Weekly Summary
May 9, 2026
This week our essays circled around a common question: what happens when a civilization continues to optimize systems whose underlying purpose, legitimacy, or structure has already begun to weaken?
The week moved from political order, to education, to artificial intelligence, and finally to the symbolic rituals of late-stage institutional culture. Beneath each essay was the same tension: the difference between maintaining appearances and renewing foundations.
Monday’s essay, “Are We at the End of the Third American Republic?” argued that Americans often mistake constitutional continuity for regime continuity. Drawing on the French habit of openly renumbering republics after legitimacy collapses, the piece proposed that the United States has already lived through multiple political orders while pretending it has remained structurally unchanged since 1789.
The argument was not that America is collapsing tomorrow, but that the New Deal managerial order may be showing signs of exhaustion: declining institutional trust, administrative overreach, elite fragmentation, debt strain, and a widening gap between formal constitutional language and operational reality. France would likely call this a regime transition. Americans call it polarization.

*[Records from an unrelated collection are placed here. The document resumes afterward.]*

Issue #754, opened 2019-08-06
Question about the use of Blender link


BaptisteFrancois:
Hi, 
I would like to split the outflow of a link to different nodes. I noticed that Blender link class was made for that, although I am having hard time to figure out how to use it within a json file.

My understanding of the issue #234 is the Blender link is likely to be removed at some point. The use of an AggregatedNode is mentioned but as far as I understand the aggreagted node, they cannot be linked to a network.

Do you have any guidance to provide on how to implement the splitting?
The ration between the two nodes would be 75% and 25%.
Thank you.
Baptiste

snorfalorpagus:
For now you should not use the `Blender` node. I don't think it's constraint is respected by the solver at all. Instead you must use the `AggregatedNode`. There isn't any documentation for this yet so the best I can suggest is to read the tests.

https://github.com/pywr/pywr/blob/f8de20b28d59fc5437fa658a0f649018a413c315/tests/test_agg_constraints.py

For example, the test below checks that the aggregated node "agg" is correctly constraining the flow via nodes "A" and "B" to be equal. This has the effect of limiting the flow in "A" to 40, the same as "B", despite "Z" demanding 100.

As you mention, the aggregated node is not "connected" to the network in the conventional sense. The constraint it applies is however respected by the solver. In fact, it would be an error to attempt to connect it.

```python
def test_aggregated_node_two_factors(model):
    """Nodes constrained by a fixed ratio between flows (2 nodes)"""
    A = Input(model, "A")
    B = Input(model, "B", max_flow=40.0)
    Z = Output(model, "Z", max_flow=100, cost=-10)

    agg = AggregatedNode(model, "agg", [A, B])
    agg.factors = [0.5, 0.5]
    assert_allclose(agg.factors, [0.5, 0.5])

    A.connect(Z)
    B.connect(Z)

    model.run()

    assert_allclose(agg.flow, 80.0)
    assert_allclose(A.flow, 40.0)
    assert_allclose(B.flow, 40.0)
```

jetuk:
@BaptisteFrancois are you happy with this response? `Blender` has now been removed from the code based entirely.

BaptisteFrancois:
@jetuk @snorfalorpagus thank you both for your answer. 
I have found a work around that works well (that I can describe if you want) but your solution is definitely more elegant and certainly more efficient as well. 
[...]

PR #756, opened 2019-08-06
Added some docs for AggregatedNode

snorfalorpagus:
In response to #754.

### DIFF
--- a/docs/source/cookbook/aggregated_node.rst
+++ b/docs/source/cookbook/aggregated_node.rst
@@ -1,0 +1,89 @@
+Aggregated nodes
+----------------
+
+The `AggregatedNode` is a special node that allows constraints to be added to a model that apply to a group of (possibly disconnected) nodes, enforcing either a fixed ratio or fixed maximum.
+
+Constraining flow using a ratio
+===============================
+
+Aggregated nodes allows a constraint to be added that ensures the flow via two or more nodes conforms to a specific ratio. This is useful, for example, when modelling a blending constraint between multiple sources of water.
+
+In the example below the aggregated node "D" constrains the flow in nodes "A" and "B" to be equal (0.5 + 0.5 == 1). Due to the constraint the solution is flow from A = 40, B = 40, despite C demanding 100.
+
+Note that the aggregated node "D" is not connected to any nodes via an edge. The constraint is applied regardless.
+
+.. code-block:: javascript
+
+    "nodes": [
+        {
+            "name": "A",
+            "type": "input"
+        },
+        {
+            "name": "B",
+            "type": "input",
+            "max_flow": 40.0
+        },
+        {
+            "name": "C",
+            "type": "output",
+            "max_flow": 100.0,
+            "cost": -10.0
+        },
+        {
+            "name": "D",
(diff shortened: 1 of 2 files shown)


docs/source/cookbook/aggregated_node.rst
```diff
@@ -0,0 +1,89 @@
+Aggregated nodes
+----------------
+
+The `AggregatedNode` is a special node that allows constraints to be added to a model that apply to a group of (possibly disconnected) nodes, enforcing either a fixed ratio or fixed maximum.
```
jetuk: `.... enforcing either a fixed ratio of flow and/or a total maximum flow.`

Is this more accurate? I assume the solver supports minimum flow too?

docs/source/cookbook/aggregated_node.rst
```diff
@@ -0,0 +1,89 @@
...
+
+Constraining flow using a ratio
+===============================
+
+Aggregated nodes allows a constraint to be added that ensures the flow via two or more nodes conforms to a specific ratio. This is useful, for example, when modelling a blending constraint between multiple sources of water.
+
+In the example below the aggregated node "D" constrains the flow in nodes "A" and "B" to be equal (0.5 + 0.5 == 1). Due to the constraint the solution is flow from A = 40, B = 40, despite C demanding 100.
```
jetuk: The `0.5 + 0.5 == 1` is not a requirement? It simply uses relative weights? One could also do this with factors of 50 and 50?

docs/source/cookbook/aggregated_node.rst
```diff
@@ -0,0 +1,89 @@
...
+        {
+            "name": "B",
+            "type": "input",
+            "max_flow": 40.0
+        },
+        {
+            "name": "D",
+            "type": "aggregated",
+            "nodes": ["A", "B"],
+            "max_flow": 60.0
```
jetuk: I guess we shoud also show an example that uses the "flow_weights" key.

jetuk: This can also be a parameter.

docs/source/cookbook/aggregated_node.rst
```diff
@@ -0,0 +1,89 @@
...
+            "name": "C",
+            "type": "output",
+            "max_flow": 100.0,
+            "cost": -10.0
+        },
+        {
+            "name": "D",
+            "type": "aggregated",
+            "nodes": ["A", "B"],
+            "factors": [0.5, 0.5]
```
jetuk: We should comment that these ratios must (currently) be constant for an entire simulation.

Batch21:
I was just playing around with aggregated nodes and noticed that if you try and add two nodes from the same route to an aggregated node it crashes Python with this c error:

```
glp_set_mat_row: i = 8; ind[2] = 1; duplicate column indices not allowed
Error detected in file ..\src\api\prob1.c at line 779
```

If you try and do this within a notebook, there is no indication about what went wrong. The kernel just cashes.

I know you probably shouldn't be doing this (or need to) but it might be worth putting a explicit warning in the doc string about it.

Wednesday’s essay, “Before Optimization,” shifted from politics to formation itself. Using the film Chasing Mavericks as a lens, the essay explored the older idea that true teaching begins not by accelerating desire, but by judging whether the desire itself is rightly ordered.

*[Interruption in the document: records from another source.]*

Issue #758, opened 2019-08-21
Panic when two nodes in the same route added to AggregatedNode


snorfalorpagus:
I was just playing around with aggregated nodes and noticed that if you try and add two nodes from the same route to an aggregated node it crashes Python with this c error:

```
glp_set_mat_row: i = 8; ind[2] = 1; duplicate column indices not allowed
Error detected in file ..\src\api\prob1.c at line 779
```

If you try and do this within a notebook, there is no indication about what went wrong. The kernel just cashes.

I know you probably shouldn't be doing this (or need to) but it might be worth putting a explicit warning in the doc string about it.

_Originally posted by @Batch21 in https://github.com/pywr/pywr/pull/756#issuecomment-523084921_

snorfalorpagus:
There is no way to catch this kind of error from GLPK so we need to check for this condition in `setup()`.

jetuk:
Does `glp_error_hook` help with catching these errors?

snorfalorpagus:
`glp_error_hook` sounds like something we should investigate (#759). I also think we should be catching these errors specifically though.

jetuk:
> I also think we should be catching these errors specifically though.

Agreed.

jetuk:
@Batch21 what happens when you do the same test with the `glpk-edge` solver?

Batch21:
There is no error when using `glpk-edge` For reference, I'm testing this with the aggreagted1.json model from the tests folder with an extra link node added:

``` 
"nodes": [
        {
            "name": "A",
            "type": "input",
            "max_flow": 50
        },
        {
            "name": "B",
            "type": "input",
            "max_flow": 50
        },
        {
            "name": "C",
            "type": "input",
            "max_flow": 50
        },
        {
            "name": "X",
            "type": "link",
            "max_flow": 50
        },
        {
            "name": "Z",
            "type": "output",
            "max_flow": 100,
            "cost": -100
        },
        {
            "name": "agg",
            "type": "AggregatedNode",
            "nodes": ["A", "B", "C", "X"],
            "factors": [1.0, 1.0, 1.0, 1.0],
            "flow_weights": [1.0, 1.0, 1.0, 1.0],
            "max_flow": 30.0,
            "min_flow": 5.0
        }
    ],
    "edges": [
        ["A", "X"],
        ["X", "Z"],
        ["B", "Z"],
        ["C", "Z"]
    ]

```

jetuk:
> There is no error when using `glpk-edge`

[...]

Issue #760, opened 2019-08-25
Refactor GLPK solvers


jetuk:
We have two LP implementations using GLPK. There is a lot of replicated code in both implementations. A refactor that puts the boiler plate (e.g. basis management, init, etc.) into a shared base class would improve maintainability and perhaps open up possibilities for making more LP implementations (e.g. MILP #702).

PR #762, opened 2019-08-27
WIP: Recover from GLPK errors using glp_error_hook/setjmp

### LINKED ISSUE #759: Use glp_error_hook to catch unhandled errors
Following #758, we could use `glp_error_hook` to catch unhandled errors in GLPK which would prevent the program exiting and instead raise an exception in Python.

> 6.1.13    glp_error_hook—install  hook  to  intercept  abnormaltermination
>Synopsis
>`void glp_error_hook(void (*func)(void *info), void *info);`
>Description
>The routine `glp_error_hook` installs a user-defined hook routine to inter-cept abnormal termination.The parameterfuncspecifies the user-defined hook routine.  It is calledfrom  the  routineglp_errorbefore  the  latter  calls  the  abort  function  toabnormally terminate the application program because of fatal error.  
>The parameter info is a transit pointer,  specified in the corresponding call tothe routine `glp_error_hook`;  it may be used to pass some information tothe hook routine.
>To uninstall the hook routine the parametersfuncandinfoshould bespecified as `NULL`.
> Usage note
> If the hook routine returns,  the application program is abnormally terminated.  To prevent abnormal termnation the hook routine may perform aglobal jump using the standard function `longjmp`, in which case the application program must call the routine `glp_free_env`.

Example usage below. We could put the setjmp in `solve()` before the call to GLPK.

https://www.tutorialspoint.com/c_standard_library/c_function_longjmp.htm

```c
#include <stdio.h>
#include <stdlib.h>
#include <setjmp.h>

int main () {
   int val;
   jmp_buf env_buffer;

   /* save calling environment for longjmp */
   val = setjmp( env_buffer );
   
   if( val != 0 ) {
      printf("Returned from a longjmp() with value = %s\n", val);
      exit(0);
   }
   printf("Jump function call\n");
   jmpfunction( env_buffer );
   
   return(0);
}

void jmpfunction(jmp_buf env_buf) {
   longjmp(env_buf, "tutorialspoint.com");
}
```

It's probably worth doing some reading to see if there are any issues with this in Cython.

snorfalorpagus:
So far I've only done this for the non-edge GLPK solver, in the setup() method. I guess it should be used in solve() also. It seems to catch the error raised in #758.

Closes #759.

### DIFF
--- a/pywr/solvers/cython_glpk.pyx
+++ b/pywr/solvers/cython_glpk.pyx
@@ -1,5 +1,6 @@
 from libc.stdlib cimport malloc, free
 from libc.math cimport abs
+from libc.setjmp cimport setjmp, jmp_buf
 from cython.view cimport array as cvarray
 import numpy as np
 cimport numpy as np
@@ -104,6 +105,13 @@ cdef class CythonGLPKSolver:
         cdef int status
         cdef cross_domain_row
         cdef int n, num
+        cdef jmp_buf env_buffer
+        cdef int jmpval
+
+        glp_error_hook(error_hook, &env_buffer)
+        jmpval = setjmp(env_buffer)
+        if jmpval != 0:
+            raise GLPKError("An unexpected error was raised by GLPK")
 
         self.all_nodes = list(sorted(model.graph.nodes(), key=lambda n: n.fully_qualified_name))
         if not self.all_nodes:
@@ -587,7 +595,10 @@ cdef class CythonGLPKSolver:
         # Set the basis for this scenario
         self._set_basis(scenario_index.global_id)
         # attempt to solve the linear programme
+
         simplex_ret = simplex(self.prob, self.smcp)
+
+
         status = glp_get_status(self.prob)
         if (status != GLP_OPT or simplex_ret != 0) and self.retry_solve:
             # try creating a new basis and resolving
--- a/pywr/solvers/glpk.pxi
+++ b/pywr/solvers/glpk.pxi
@@ -1,4 +1,5 @@
 from libc.float cimport DBL_MAX
+from libc.setjmp cimport longjmp, jmp_buf
 
 status_string = [
     None,
@@ -44,6 +45,14 @@ cdef int term_hook(void *info, const char *s):
     else:
         print(message)
     return 1
+
+
+class GLPKError(Exception):
+    pass
+
+
+cdef void error_hook(void *info):
+    longjmp((<jmp_buf*>info)[0], <int>1)
 
 
 cdef inline int constraint_type(double a, double b):
@@ -153,6 +162,7 @@ cdef extern from "glpk.h":
     int glp_get_status(glp_prob *P)
     int glp_term_out(int flag)
     void glp_term_hook(int (*func)(void *info, const char *s), void *info)
+    void glp_error_hook(void (*func)(void *info), void *info)
 
     double glp_get_row_prim(glp_prob *P, int i)
     double glp_get_col_prim(glp_prob *P, int j)
--- a/tests/models/aggregated1.json
+++ b/tests/models/aggregated1.json
@@ -20,6 +20,16 @@
             "max_flow": 50
         },
         {
+            "name": "C",
+            "type": "input",
+            "max_flow": 50
+        },
+        {
+            "name": "X",
+            "type": "link",
+            "max_flow": 50
+        },
+        {
             "name": "Z",
             "type": "output",
             "max_flow": 100,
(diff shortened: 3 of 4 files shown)


pywr/solvers/glpk.pxi
```diff
@@ -46,6 +47,14 @@ cdef int term_hook(void *info, const char *s):
     return 1
 
 
+class GLPKError(Exception):
+    pass
+
+
+cdef void error_hook(void *info):
+    longjmp((<jmp_buf*>info)[0], <int>1)
```
jetuk: GLPK example calls `glp_free_env` here.

pywr/solvers/cython_glpk.pyx
```diff
@@ -104,6 +105,13 @@ cdef class CythonGLPKSolver:
         cdef int status
         cdef cross_domain_row
         cdef int n, num
+        cdef jmp_buf env_buffer
+        cdef int jmpval
+
+        glp_error_hook(error_hook, &env_buffer)
+        jmpval = setjmp(env_buffer)
+        if jmpval != 0:
+            raise GLPKError("An unexpected error was raised by GLPK")
```
jetuk: Do we need to call `glp_error_hook(NULL, NULL)` when we're finished? Maybe in `__dealloc__`?

pywr/solvers/cython_glpk.pyx
```diff
@@ -587,7 +595,10 @@ cdef class CythonGLPKSolver:
         # Set the basis for this scenario
         self._set_basis(scenario_index.global_id)
         # attempt to solve the linear programme
+
         simplex_ret = simplex(self.prob, self.smcp)
+
+
```
jetuk: Extra line.

jetuk:
This is cool.

> I guess it should be used in solve() also.

Why wouldn't it work in solve()? The hook is still there during solve?

I added some minor comments after looking at this example: https://en.wikibooks.org/wiki/GLPK/Error_handling

In that example they use a simple struct to pass some text to the error hook function. I am not sure we need to do that? However, it might be good if we can raise a different error message for the different parts of our setup & solve. E.g. "An unexpected error was raised by GLPK when setting up the aggregated nodes." 

I did wonder if you could create a context manager for the life-cycle of the hook, but this might be pretty slow during solve. This is probably unnecessary here though. 

```python
with GlpkErrorManager("An unexpected error was raised by GLPK"): 
    # do glp_xxx stuff.
```

Also we should add a test for this. Add it reinforces the need for #760 so this can be used by both solvers.

pywr/solvers/glpk.pxi
snorfalorpagus: Good catch. It's quite explicit that this needs to be done (before longjmp!)

snorfalorpagus:
Any idea how we should test this? These kind of errors shouldn't normally be possible to trigger.

pywr/solvers/cython_glpk.pyx
snorfalorpagus: It occurs to me that this error hook must be global, rather than linked to a specific problem. What does it do when there are two models?

jetuk:
I think an easy one (besides the example from #758) is passing NaN as a max_flow. I think this causes one of these types of errors.

pywr/solvers/cython_glpk.pyx
jetuk: Indeed. Seems we have a choice. A global hook for all GLPK solvers, etc. Or add and remove the hook as needed, c.f. my comment about a context manager.

jetuk:
I was having a play with this today. Passing a NaN does create a catchable error. So this is a valid test to add. 

Calling `glp_free_env` (as recommended by the example) invalidates all the pointers. This includes the  `glp_prob` reference. Currently this is deleted using `glp_delete_prob` in `__dealloc__`. However, if the environment has been freed (i.e. there's been an internal GLPK error) the pointer is invalid and a seg fault is raised in the call to `glp_delete_prob`. 

I am not sure how to deal with this. In the case where the programme has multiple GLPK pointers (i.e. solvers) all of them will be invalidated. There does not appear to be a GLPK API method to determine if the environment has been freed. Therefore, the only choice is some global variable in our code to flag if this happens?

jetuk:
I've added the NaN test here.

jetuk:
> Therefore, the only choice is some global variable in our code to flag if this happens?

After further looking at this it does indeed seem that we must keep track globally of all our pointers to implement something like this. That is possible with some module level variables in Cython, but because we have two GLPK solvers it would make sense to solve #760 first.

jetuk:
#822 has caused conflicts with this, but should enable it to work!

Modern systems assume aspiration is self-justifying and immediately move toward optimization. Frosty Hesson, by contrast, first asks whether Jay Moriarity is fit for the reality he seeks to enter. The essay connected this to Dr. Joseph Palmour’s (Ph.D., Georgetown) framework of aligning wish, deliberation, and choice: before we optimize action, we must examine whether the wish itself is proportionate, survivable, and true.
That concern flowed directly into Friday’s essay, “Prometheus in the Classroom.” Here the focus turned to artificial intelligence and education. The central claim was that much of the current AI enthusiasm rests on an unexamined assumption: that the nineteenth-century industrial school model remains fundamentally sound and simply needs more powerful tools layered on top of it.

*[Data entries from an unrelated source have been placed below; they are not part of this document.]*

Issue #764, opened 2019-09-04
Add templated parameter definitions


jetuk:
One of the issues we have with more complex Pywr models is the definition of custom parameters and recorders. There is a grey area as to whether these class definitions are part of a model's definition or just part of the infrastructure / library to run a model. Pywr provides many of these classes out of the box, but it is often the case that a specific model has a specific rule, licence or calculation that is only going to be used in that model. In this case there is a strong argument that these definitions should be considered as part of the model's definition.

Therefore, we should consider adding definition of custom parameters to the Pywr JSON schema. Broadly there are two approaches to this that I want to set out:

**Arbitrary Python file**

One could extend the JSON schema to support evaluating python source files. These could be added to the existing includes section:

```json
{
  "includes": ["my_parameters.py"]
}
```

In this case Pywr would simple `eval()` or `import` the contents of `my_parameters.py`. Any class definitions in there would be available as is. 

**A templated approach**

The downside with the above is that users would need to be fairly competent Python programmers to write a full Parameter class definition including all the boiler plate. An alternative approach is to provide a template for a parameter (or recorder) class (perhaps using `jinja2`). The user would then provide only the code for specific parts of this templates. For example:

```python
class {{class_name}}(Parameter):
    def __init__(self, model,
                 {% for arg in arguments %}
                 arg,
                 {% endfor %}
                 **kwargs):
        super().__init__(model, **kwargs)
        # Perhaps provide some basic type manipulation here?
        # e.g. cast to array using np.asarray()
        {% for arg in arguments %}
        self.{{arg}} = {{arg}}
        {% endfor %}

    def setup(self):
        super().setup()
        {{ setup_code }}

    def reset(self):
        {{ reset_code }}

    def value(self, ts, si):
        {{ value_code }}

    def before(self):
        {{ before_code }}

    def after(self):
        {{ after_code }}
{{class_name}}.register()
```

A JSON schema would then define the variables for these sections:

```python
{
    "class_name": "my_new_parameter",
    "arguments": [
        "mean",
        "amplitudes",
        "phase"
    ],
    "value_code": """
    value = self.mean 
    for a, p in zip(self.amplitudes, self.phase):
        value += a*np.cos(2*np.pi*timestep.dayofyear/365 + p)       
    return value
    """
}
```
And a list of these definitions provided as a top level key in the main JSON schema. 

** Security **

[...]

PR #765, opened 2019-09-05
Initial implementation of including python modules.

jetuk:
This approach simply detects the file extension of filenames referenced in the existing "includes" section. For .py files runpy is used to execute the code.

Begins to solve #764.

### DIFF
--- a/pywr/_model.pyx
+++ b/pywr/_model.pyx
@@ -207,29 +207,45 @@ class Model(object):
         """
         if "includes" in data:
             for filename in data["includes"]:
+                _, ext = os.path.splitext(filename)
                 if path is not None:
                     filename = os.path.join(os.path.dirname(path), filename)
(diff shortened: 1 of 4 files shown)


jetuk:
After reading a bit more about `run_path` and `importlib` I think this is probably the preferred approach. Using `importlib` would require modifying `sys.path`. `run_path` does this automatically and in a non-permanent manner. It does use `exec` underneath, but seems like a simple and clean approach for us to use.

jetuk:
> I had a go at using it for custom cython parameters and I just needed to import them into the .py file that was in the includes list. Would this be your approach for this?

I think this might be a bit flaky depending on where the files are. However, I don't have a better solution really. Generally I think the preferred approach is to have any extra things installed and imported in to the environment you are running Pywr in. 

I'll merge this as is.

Instead of rethinking the structure itself — time, authority, memory, difficulty, formation — we attempt to animate a hollowed institutional shell with increasingly sophisticated technology. The essay argued that AI represents a Promethean form of power: immensely capable, but incapable of supplying its own ends. Intelligence without wisdom becomes dangerous precisely because it optimizes systems that no longer know what they are for.
For paid subscribers, “The Pageant of Inclusion in a Collapsing House” extended these themes into culture and legitimacy. The essay examined the peculiar atmosphere of the post–Cold War decades, when many Western elites assumed history itself had effectively ended. Once the framework of liberal modernity came to be treated as permanent, public life increasingly shifted away from foundational questions and toward representational ones.
The deeper concern was not inclusion itself, but the way symbolic representation gradually became a substitute for civilizational confidence. As institutions weakened internally, elite culture became increasingly fixated on diversifying the appearance of institutions whose long-term coherence was rarely questioned. The schools declined while the brochures improved. Institutional trust cratered while symbolic milestones multiplied. The house weakened structurally while the moral signage became more elaborate.
Taken together, this week’s essays formed a single arc:
A society uncertain of its foundations often becomes obsessed with optimization, representation, and technique because those are easier than refounding purpose itself.
Or put differently:
When civilizations lose confidence in what they are for, they often become extraordinarily skilled at managing appearances.
Next week, the focus turns more explicitly toward myth, technology, and moral order through the Pandora and Prometheus framework already emerging beneath these essays: the ancient question of what happens when power outruns wisdom — and whether a civilization still possesses the moral architecture necessary to govern the fire it has stolen.